PR #18017, opened 2025-04-01
fix(ci): Added missing permissions to all e2e jobs

HajekOndrej:
## Description

As discussed with @vdovhanych I have added permissions to all E22 jobs. They were using the default ones and we think it's better to define them explicitly.

## Related Issue

Resolve


vdovhanych (approved):
lgtm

━━━━━━━━━━━━━━━━━━━━━━━━━━━━━━

ABOUT THIS EXERCISE >>
What lines in the listing contain "jobs"? Copy them all.

ANSWER TO THE PROBLEM >>
fix(ci): Added missing permissions to all e2e jobs
As discussed with @vdovhanych I have added permissions to all E22 jobs. They were using the default ones and we think it's better to define them explicitly.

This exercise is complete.